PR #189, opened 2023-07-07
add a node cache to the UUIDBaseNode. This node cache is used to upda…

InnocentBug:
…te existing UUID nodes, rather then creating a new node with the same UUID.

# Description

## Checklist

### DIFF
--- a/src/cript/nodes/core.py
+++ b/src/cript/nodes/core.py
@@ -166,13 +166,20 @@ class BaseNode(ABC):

ACTIVITY –
In the listing above, find the line containing "--- a/src/cript/nodes/core.py" and please quote exactly that line through the last one, and no other lines.

SOLUTION FOR THIS TASK –
--- a/src/cript/nodes/core.py
+++ b/src/cript/nodes/core.py
@@ -166,13 +166,20 @@ class BaseNode(ABC):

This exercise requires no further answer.